黑暗中,那些白日里看不见的阴影,此刻仿佛都活化了,张牙舞爪地向她扑来。

叶半夏浑身僵硬,牙齿不由自主地打着颤,发出细微的咯咯声。

她怕黑。

从小就怕。

这份恐惧,深植于她的骨髓,源于那段,被孤立在药房角落,无人问津的孤独童年。

那时,只有裴玄机会点着灯,坐在她身边,陪着她看书,给她讲外面的世界。

那是她生命中,唯一的暖色。

可现在,裴玄机不在。

他出去了,说是去寻找一些干燥的柴火和能充饥的野果。

他把她,一个人留在了这片,伸手不见五指的黑暗里。

叶半夏紧紧地闭着眼睛,双手死死地抱住自己的双臂,指甲都快嵌进肉里。

她不敢动,不敢出声,甚至不敢大声呼吸。

她怕惊动了黑暗中的什么东西。

她怕一旦发出声音,就会引来那些,藏在黑暗里的怪物。

她的身体,不受控制地,剧烈颤抖着。

冷汗,顺着她的额角滑落,浸湿了鬓角的发丝。

心里,有个声音在呐喊:叫他回来。

叫他的名字,让他快点回来。

可她的嗓子,像被一只无形的手,死死地扼住了。

发不出任何声音。

她不肯说。

她不愿意承认自己的脆弱,不愿意成为他的负担。

她告诉自己,要坚强,要独立,要像个成年人一样,面对恐惧。

可身体的本能,却背叛了她的意志。

就在她快要被恐惧吞噬的时候,门口,传来了一阵,轻微的脚步声。

是裴玄机。

他回来了。

叶半夏的心,猛地一跳,随即又迅速地平静下来。

她没有擡头,只是将头埋得更低,将身体缩得更紧,试图掩盖自己的颤抖。

裴玄机走进屋内,手里捧着一大捆干燥的柴火,还有一些,刚摘来的野果。

他将东西放下,目光,习惯性地,扫向屋内的角落。

当他看到那个,缩成一团,像只受惊的小兽般的影子时,他的脚步,顿住了。

他看到了她在发抖。

哪怕在黑暗中,他也看得清清楚楚。

那细微的,无法抑制的颤抖。

那是恐惧到了极致,才会有的反应。

裴玄机的心,像是被一根针,狠狠地,刺了一下。

他忘了。

他忘了她怕黑。

忘了那个,曾经需要他点灯陪伴的小师妹,至今仍然害怕黑暗。

愧疚,像潮水一样,将他淹没。

他没有说话,没有询问,也没有走过去揭穿她的伪装。

他只是默默地,点燃了手中的火折子。

微弱的火光,跳跃起来,瞬间驱散了周围的阴冷与黑暗。

温暖的光晕,慢慢地,向叶半夏所在的位置,蔓延开来。

裴玄机蹲下身,开始熟练地,搭建火堆。

他的动作,很轻,很慢,生怕发出太大的声响,惊扰到她。

当第一簇火苗,在干柴上燃烧起来时,橘红色的暖光,终于,照亮了叶半夏苍白的脸颊。

她依然缩在角落,没有动,只是那紧闭的双眼,微微睁开了一条缝,贪婪地,注视着那团温暖的火焰。

裴玄机将烤热的野果,递到她面前。

「吃点东西吧,暖和一下。
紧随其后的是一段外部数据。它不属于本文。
PR #80, opened 2017-08-23
fix: branch highlighting was going to end of file for HTML reports

vinteo:
With the logic in place, seems like `startLine` will always == `endLine`
so the condition will never be `false`. Coupled with the fact that
the original `endCol` from the `meta` object seems wrong (always less
than `startCol`), the hightlighting just went to the end of the file.

~~Fix this by removing the redundant logic and always setting the
`endCol` to the end of line using `text.originalLength()`~~

Fix this by removing the redundant logic and setting the
`endCol` to the end of line using `text.originalLength()` when
the given `endCol` is less than `startCol`

### DIFF
--- a/packages/istanbul-reports/lib/html/annotator.js
+++ b/packages/istanbul-reports/lib/html/annotator.js
@@ -57,13 +57,12 @@ function annotateStatements(fileCoverage, structuredText) {
 
         if (type === 'no' && structuredText[startLine]) {
             if (endLine !== startLine) {
-                endLine = startLine;
                 endCol = structuredText[startLine].text.originalLength();
             }
             text = structuredText[startLine].text;
             text.wrap(startCol,
                 openSpan,
-                startLine === endLine ? endCol : text.originalLength(),
+                startCol < endCol ? endCol : text.originalLength(),
                 closeSpan);
         }
     });
@@ -90,13 +89,12 @@ function annotateFunctions(fileCoverage, structuredText) {
 
         if (type === 'no' && structuredText[startLine]) {
             if (endLine !== startLine) {
-                endLine = startLine;
                 endCol = structuredText[startLine].text.originalLength();
             }
             text = structuredText[startLine].text;
             text.wrap(startCol,
                 openSpan,
-                startLine === endLine ? endCol : text.originalLength(),
+                startCol < endCol ? endCol : text.originalLength(),
                 closeSpan);
         }
     });
@@ -145,7 +143,6 @@ function annotateBranches(fileCoverage, structuredText) {
 
                 if (count === 0 && structuredText[startLine]) { //skip branches taken
                     if (endLine !== startLine) {
-                        endLine = startLine;
                         endCol = structuredText[startLine].text.originalLength();
                     }
                     text = structuredText[startLine].text;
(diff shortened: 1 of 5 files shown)


xiaofan2406:
@vinteo According to my test, same fix should be applied to `annotateStatements` as well.

bcoe:
@vinteo mind providing a screen-shot of the highlighting behavior you're seeing?

I wonder if the underlying problem could potentially be a source-map being remapped incorrectly, rather than a problem with the annotator.

before we make significant changes to this somewhat crufty logic, I'd be interested in getting a few tests in place, and I'd also like to make sure that the problem is in fact the reporting logic, and not a badly generated coverage file.

bcoe:
feel free to join the community slack I've setup, if you feel like helping coordinate work around this :) http://devtoolscommunity.herokuapp.com/

vinteo:
@bcoe Screenshot below shows the branch highlighting including lines that have been covered (as you can see by the numbers on the left margin)

image

The underlying problem could be the instrumenter/source maps as the `meta.end.column` for the line seems to be always less than `meta.start.column` (maybe specific to coffeescript), which doesn't make sense.

I used this https://github.com/gotwarlost/istanbul/pull/806 as a starting point, but I feel his fix is not right either as he is mixing columns with lines.

packages/istanbul-reports/lib/html/annotator.js
```diff
@@ -57,13 +57,12 @@ function annotateStatements(fileCoverage, structuredText) {
...
         if (type === 'no' && structuredText[startLine]) {
             if (endLine !== startLine) {
-                endLine = startLine;
                 endCol = structuredText[startLine].text.originalLength();
             }
             text = structuredText[startLine].text;
             text.wrap(startCol,
                 openSpan,
-                startLine === endLine ? endCol : text.originalLength(),
+                startCol < endCol ? endCol : text.originalLength(),
```
bcoe: I think this reads a bit better I like it 👍

vinteo: Yup, this means the existing logic is intact and only fixes the wrong scenario. Although still not ideal it means that if the source maps side of things gets fixed no change is required here.

vinteo:
@bcoe I added some tests, I hope we can get this in 😃

packages/istanbul-reports/test/html/annotator.js
```diff
@@ -32,5 +32,38 @@ describe('annotator', function () {
...
+          return '  var test = "test";';
+        }
+      });
+      annotated.annotatedCode[0].should
+        .equal('<span class="cstat-no" title="statement not covered" >  var test = "test";</span>');
+    });
+
+    // see: https://github.com/istanbuljs/istanbuljs/pull/80
+    it('handles function meta information with end column less than start column', function () {
+      var annotated = annotator.annotateSourceCode(getFixture('github-80b'), {
```
bcoe: this is great, I really appreciate the tests.

bcoe:
@vinteo I'm a little concerned about dropping:

`endLine = startLine;`

Mainly because I don't quite know what the original reasoning was behind this logic (it might be attempting to protect against a specific edge-case). Having said this, it seems like you've done a good job of familiarizing yourself with this part of the Istanbul codebase, and I really appreciate the tests.

I say we land this tomorrow, keep an eye out for any bug reports, and prepare to follow up with regression tests. Perhaps we can try to sync up in chat during the day tomorrow to coordinate the rollout?

vinteo:
@bcoe I think its low risk with removing that line as the `endLine` is not used at all further after the changes.  I think the initial intention was to keep the highlighting on the same line which is still maintained.

I'm based in Australia so it might be hard to coordinate a suitable time tomorrow (Saturday too for me) but I am willing to try and work around your schedule. Just ping me on slack.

」

他的声音,很轻,很柔,像怕惊醒一个易碎的梦。

叶半夏迟疑了一下,缓缓地,伸出颤抖的手,接过了那个,还带着他手掌余温的野果。

指尖,无意间,触碰到了他的手指。

那一瞬间,一股暖流,顺着指尖,传遍了她的全身。

她擡起头,看向他。

裴玄机没有看她,只是专注地,拨弄着火堆,让火烧得更旺一些。

但他的耳朵,却竖得直直的,聆听着她的一切动静。

他知道她在怕。

但他不说破。

他用这种方式,守护着她,仅存的,那点可怜的自尊。

火光映在他的侧脸上,将他那张平凡的面具,也染上了一层,柔和的光晕。

叶半夏咬了一口野果,酸甜的汁水,在口中蔓延开来。

那股,从心底升起的恐惧,渐渐地,被这团火光,和他沉默的陪伴,驱散了。

她看着他,看着这团火,心里,涌起一股,说不清道不明的,酸涩与温暖。